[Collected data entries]
◆ ◆ ◆ ◆ ◆

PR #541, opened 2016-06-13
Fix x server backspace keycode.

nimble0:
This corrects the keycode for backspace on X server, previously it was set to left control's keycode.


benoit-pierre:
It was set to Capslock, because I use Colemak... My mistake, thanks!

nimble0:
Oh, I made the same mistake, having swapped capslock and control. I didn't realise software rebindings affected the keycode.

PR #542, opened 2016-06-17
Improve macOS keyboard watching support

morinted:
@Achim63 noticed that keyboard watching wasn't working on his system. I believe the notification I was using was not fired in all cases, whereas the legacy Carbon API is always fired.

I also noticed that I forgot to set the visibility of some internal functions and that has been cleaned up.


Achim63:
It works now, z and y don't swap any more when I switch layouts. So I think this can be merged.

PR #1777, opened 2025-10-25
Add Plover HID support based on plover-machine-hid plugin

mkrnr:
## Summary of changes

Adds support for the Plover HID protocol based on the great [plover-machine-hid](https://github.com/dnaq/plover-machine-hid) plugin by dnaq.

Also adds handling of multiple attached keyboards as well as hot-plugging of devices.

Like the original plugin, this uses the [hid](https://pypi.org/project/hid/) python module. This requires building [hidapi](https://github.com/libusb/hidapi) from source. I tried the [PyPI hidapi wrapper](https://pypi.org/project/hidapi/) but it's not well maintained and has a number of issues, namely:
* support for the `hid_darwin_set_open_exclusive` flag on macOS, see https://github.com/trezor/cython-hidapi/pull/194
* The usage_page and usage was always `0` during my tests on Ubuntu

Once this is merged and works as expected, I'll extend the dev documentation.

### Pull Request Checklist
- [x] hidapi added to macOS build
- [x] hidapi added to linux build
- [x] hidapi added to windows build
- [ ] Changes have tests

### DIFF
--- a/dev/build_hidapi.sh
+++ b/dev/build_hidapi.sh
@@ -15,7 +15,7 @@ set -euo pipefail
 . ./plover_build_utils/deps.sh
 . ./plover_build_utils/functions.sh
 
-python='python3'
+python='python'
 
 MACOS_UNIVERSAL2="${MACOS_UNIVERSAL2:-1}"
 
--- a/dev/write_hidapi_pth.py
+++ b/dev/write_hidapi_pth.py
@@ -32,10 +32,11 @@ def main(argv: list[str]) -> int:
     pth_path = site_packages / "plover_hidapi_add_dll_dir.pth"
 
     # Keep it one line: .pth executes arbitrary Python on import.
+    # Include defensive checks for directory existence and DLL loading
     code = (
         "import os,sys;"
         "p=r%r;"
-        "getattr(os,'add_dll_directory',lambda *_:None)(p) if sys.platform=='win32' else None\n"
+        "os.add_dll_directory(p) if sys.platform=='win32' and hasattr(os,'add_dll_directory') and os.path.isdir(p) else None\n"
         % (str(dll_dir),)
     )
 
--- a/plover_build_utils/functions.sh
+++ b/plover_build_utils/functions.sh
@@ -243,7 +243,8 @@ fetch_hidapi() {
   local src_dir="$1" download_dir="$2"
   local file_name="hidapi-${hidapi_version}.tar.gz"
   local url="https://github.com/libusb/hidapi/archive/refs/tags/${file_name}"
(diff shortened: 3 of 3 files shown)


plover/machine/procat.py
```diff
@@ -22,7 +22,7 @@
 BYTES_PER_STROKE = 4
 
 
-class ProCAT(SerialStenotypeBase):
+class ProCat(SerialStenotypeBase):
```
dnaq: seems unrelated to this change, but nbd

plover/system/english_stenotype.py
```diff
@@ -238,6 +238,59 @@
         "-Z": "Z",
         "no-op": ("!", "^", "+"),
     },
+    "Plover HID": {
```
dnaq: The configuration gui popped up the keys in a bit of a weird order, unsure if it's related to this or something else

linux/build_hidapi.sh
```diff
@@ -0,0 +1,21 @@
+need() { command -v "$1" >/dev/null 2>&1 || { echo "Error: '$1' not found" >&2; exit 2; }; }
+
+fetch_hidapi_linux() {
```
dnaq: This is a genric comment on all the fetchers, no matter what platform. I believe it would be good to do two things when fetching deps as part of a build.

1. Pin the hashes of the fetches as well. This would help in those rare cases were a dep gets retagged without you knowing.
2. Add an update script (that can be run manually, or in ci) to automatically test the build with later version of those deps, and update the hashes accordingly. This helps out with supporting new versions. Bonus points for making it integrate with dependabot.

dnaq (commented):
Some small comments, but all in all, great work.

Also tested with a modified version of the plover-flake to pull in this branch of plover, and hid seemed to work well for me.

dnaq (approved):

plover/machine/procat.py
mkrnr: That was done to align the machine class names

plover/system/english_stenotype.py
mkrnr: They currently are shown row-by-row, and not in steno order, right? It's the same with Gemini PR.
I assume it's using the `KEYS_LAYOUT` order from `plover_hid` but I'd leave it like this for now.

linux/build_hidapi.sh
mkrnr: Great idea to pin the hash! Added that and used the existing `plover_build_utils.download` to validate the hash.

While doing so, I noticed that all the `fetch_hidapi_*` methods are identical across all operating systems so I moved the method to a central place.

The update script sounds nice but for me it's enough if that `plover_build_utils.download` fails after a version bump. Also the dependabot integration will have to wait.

◆ ◆ ◆ ◆ ◆

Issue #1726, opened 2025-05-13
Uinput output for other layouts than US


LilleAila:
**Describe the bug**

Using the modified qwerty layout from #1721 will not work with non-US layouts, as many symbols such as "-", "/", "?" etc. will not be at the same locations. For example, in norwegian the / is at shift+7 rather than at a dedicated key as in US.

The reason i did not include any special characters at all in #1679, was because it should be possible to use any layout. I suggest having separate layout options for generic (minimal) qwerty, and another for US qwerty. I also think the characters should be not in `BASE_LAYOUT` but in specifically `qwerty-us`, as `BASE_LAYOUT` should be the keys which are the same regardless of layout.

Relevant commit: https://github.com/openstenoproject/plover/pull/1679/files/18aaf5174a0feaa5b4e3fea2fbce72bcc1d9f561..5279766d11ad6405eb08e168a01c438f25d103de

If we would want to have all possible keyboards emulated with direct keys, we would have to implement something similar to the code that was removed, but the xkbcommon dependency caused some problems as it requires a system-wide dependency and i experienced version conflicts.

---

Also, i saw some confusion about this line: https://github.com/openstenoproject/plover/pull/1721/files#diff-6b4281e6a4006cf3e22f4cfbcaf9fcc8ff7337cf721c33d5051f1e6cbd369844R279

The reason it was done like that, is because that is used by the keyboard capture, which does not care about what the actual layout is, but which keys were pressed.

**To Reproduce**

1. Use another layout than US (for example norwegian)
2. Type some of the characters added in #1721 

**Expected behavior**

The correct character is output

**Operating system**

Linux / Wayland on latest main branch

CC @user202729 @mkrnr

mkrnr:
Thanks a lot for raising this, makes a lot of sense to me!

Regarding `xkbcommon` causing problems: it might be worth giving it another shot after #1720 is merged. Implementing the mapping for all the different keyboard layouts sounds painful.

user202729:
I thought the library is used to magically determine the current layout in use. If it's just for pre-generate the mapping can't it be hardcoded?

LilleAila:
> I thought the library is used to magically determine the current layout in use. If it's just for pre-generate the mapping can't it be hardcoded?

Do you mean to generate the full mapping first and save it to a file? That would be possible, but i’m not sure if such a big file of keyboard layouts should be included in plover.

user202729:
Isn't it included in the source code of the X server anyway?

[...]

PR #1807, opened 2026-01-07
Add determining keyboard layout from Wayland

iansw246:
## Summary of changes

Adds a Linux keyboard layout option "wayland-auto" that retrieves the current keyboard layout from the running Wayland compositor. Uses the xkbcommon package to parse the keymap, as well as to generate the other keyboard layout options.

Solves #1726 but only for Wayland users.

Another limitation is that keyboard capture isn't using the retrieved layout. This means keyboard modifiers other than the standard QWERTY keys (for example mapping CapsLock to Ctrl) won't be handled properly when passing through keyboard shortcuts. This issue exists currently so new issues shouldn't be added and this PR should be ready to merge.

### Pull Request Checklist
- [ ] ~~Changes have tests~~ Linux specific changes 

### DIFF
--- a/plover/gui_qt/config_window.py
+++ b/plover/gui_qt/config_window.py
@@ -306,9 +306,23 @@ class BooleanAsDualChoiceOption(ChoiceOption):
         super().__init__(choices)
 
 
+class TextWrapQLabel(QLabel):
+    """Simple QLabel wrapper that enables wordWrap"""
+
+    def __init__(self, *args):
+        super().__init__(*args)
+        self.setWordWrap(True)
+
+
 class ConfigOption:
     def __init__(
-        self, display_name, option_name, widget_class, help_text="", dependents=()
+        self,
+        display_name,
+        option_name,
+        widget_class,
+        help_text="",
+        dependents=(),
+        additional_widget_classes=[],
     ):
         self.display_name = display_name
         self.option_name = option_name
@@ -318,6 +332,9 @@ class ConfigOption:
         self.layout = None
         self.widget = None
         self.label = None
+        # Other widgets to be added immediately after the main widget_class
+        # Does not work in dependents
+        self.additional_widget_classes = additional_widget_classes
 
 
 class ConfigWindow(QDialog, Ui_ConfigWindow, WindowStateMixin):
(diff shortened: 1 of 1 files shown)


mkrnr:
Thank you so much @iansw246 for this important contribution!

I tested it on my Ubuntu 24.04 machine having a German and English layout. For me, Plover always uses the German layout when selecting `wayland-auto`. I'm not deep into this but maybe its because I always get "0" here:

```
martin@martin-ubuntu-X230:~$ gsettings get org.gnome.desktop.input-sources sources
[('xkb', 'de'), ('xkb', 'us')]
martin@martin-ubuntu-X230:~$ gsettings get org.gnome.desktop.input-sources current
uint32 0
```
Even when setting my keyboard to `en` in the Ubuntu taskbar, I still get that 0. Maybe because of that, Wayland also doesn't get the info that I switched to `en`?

◆ ◆ ◆ ◆ ◆

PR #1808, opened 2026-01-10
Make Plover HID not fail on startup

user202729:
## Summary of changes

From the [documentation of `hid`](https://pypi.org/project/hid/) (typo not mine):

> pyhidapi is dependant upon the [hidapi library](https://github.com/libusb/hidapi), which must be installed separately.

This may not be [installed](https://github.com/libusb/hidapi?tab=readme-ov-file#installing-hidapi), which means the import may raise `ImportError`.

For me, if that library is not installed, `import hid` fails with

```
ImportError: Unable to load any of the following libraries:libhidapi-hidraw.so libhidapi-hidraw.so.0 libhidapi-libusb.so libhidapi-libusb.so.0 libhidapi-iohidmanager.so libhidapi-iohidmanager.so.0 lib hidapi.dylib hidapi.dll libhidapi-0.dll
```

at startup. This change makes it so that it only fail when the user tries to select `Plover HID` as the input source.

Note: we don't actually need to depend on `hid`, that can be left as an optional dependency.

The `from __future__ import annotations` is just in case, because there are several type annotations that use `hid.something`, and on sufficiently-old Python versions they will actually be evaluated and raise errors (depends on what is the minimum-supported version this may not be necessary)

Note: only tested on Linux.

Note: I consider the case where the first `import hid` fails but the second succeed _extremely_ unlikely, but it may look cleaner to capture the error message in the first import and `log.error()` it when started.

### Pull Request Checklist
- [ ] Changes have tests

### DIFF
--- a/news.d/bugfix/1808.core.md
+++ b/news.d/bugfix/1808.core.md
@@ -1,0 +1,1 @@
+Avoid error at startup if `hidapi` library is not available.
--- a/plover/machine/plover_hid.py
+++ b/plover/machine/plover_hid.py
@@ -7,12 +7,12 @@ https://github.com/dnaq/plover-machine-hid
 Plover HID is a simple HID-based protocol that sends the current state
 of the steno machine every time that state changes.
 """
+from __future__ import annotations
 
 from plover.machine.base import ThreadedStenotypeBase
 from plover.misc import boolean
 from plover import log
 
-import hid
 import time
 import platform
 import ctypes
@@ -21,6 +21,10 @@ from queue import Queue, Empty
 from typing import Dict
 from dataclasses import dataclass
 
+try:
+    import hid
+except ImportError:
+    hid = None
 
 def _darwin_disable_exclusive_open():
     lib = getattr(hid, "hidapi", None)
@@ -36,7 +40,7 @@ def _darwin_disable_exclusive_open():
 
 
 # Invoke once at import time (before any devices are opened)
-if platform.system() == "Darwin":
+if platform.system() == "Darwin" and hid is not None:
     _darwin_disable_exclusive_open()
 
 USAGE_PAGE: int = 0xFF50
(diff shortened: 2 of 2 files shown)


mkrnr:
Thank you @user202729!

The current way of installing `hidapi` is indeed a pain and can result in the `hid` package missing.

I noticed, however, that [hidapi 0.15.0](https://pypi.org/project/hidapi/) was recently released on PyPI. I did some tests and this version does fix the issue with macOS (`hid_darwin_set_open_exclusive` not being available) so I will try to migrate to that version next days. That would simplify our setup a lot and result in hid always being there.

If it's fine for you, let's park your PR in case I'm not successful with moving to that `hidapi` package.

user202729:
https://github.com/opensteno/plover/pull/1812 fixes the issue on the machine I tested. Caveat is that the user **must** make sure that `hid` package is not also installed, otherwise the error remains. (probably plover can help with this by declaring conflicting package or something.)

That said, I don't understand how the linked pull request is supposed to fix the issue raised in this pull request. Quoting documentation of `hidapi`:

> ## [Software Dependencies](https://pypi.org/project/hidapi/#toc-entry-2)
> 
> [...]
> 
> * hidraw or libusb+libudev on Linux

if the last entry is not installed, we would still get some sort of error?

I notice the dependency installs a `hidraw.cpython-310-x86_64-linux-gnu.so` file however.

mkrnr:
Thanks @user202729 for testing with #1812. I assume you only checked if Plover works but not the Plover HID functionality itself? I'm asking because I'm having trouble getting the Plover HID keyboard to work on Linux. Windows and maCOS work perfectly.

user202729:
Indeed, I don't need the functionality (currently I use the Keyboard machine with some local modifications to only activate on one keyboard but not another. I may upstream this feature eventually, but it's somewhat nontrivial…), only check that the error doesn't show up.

◆ ◆ ◆ ◆ ◆

**Work to be completed**
Locate the word "opened" in the entries, and copy every line where it is found.

**Output of the exercise**
PR #541, opened 2016-06-13
PR #542, opened 2016-06-17
PR #1777, opened 2025-10-25
Issue #1726, opened 2025-05-13
PR #1807, opened 2026-01-07
PR #1808, opened 2026-01-10
 # Invoke once at import time (before any devices are opened)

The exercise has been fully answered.